Housing market slows gradually: economist

The latest housing consent figures once again show huge swings in approvals for apartments, but they also show, for once, that the number of consents excluding apartments are also down.

Monday, June 9th 2003, 1:12AM

by Jenny Ruth

Seasonally adjusted, housing consents fell 10.7% in April after rising 15.7% in March. Excluding apartments, consents were down 4.3% from March.

The raw numbers show there were 2,232 consents worth $400.3 million issued in April compared with 2,537 worth $435.7 million in March and 2,206 worth $338.8 million in April last year.

Apartment approvals fell to 447 from 476 in March but were up on the 439 approved in April last year.

Deutsche Bank chief economist Darren Gibbs notes that the overall monthly movement was the tenth consecutive move in double digits.

"Looking though the extreme monthly volatility, we remain comfortable with our assessment that the housing market peaked late last year and that a gentle slowdown is now underway," Gibbs says.

That view is supported by the latest Statistics New Zealand figures.

They say the trend for consents has been declining since November 2002.
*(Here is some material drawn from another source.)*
PR #7333, opened 2024-07-16
Fix github artifact upload using explicit jar names

randomanderson:
# What Does This Do

Fixes the github artifact upload by using explicit file names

Nevertheless, it warns against reading too much into this because of the volatility of apartment approvals. "The trend series for new dwelling units, excluding apartments, remains steady," it says.

Still, there are other signs growth is slowing. In the key Auckland region, consents in April were actually 240 lower than in April last year. Auckland consents in April accounted for 35% of the total.

But Gibbs thinks any slowdown will remain gradual because the market will be supported by continued strong migrant inflows and declining interests rates.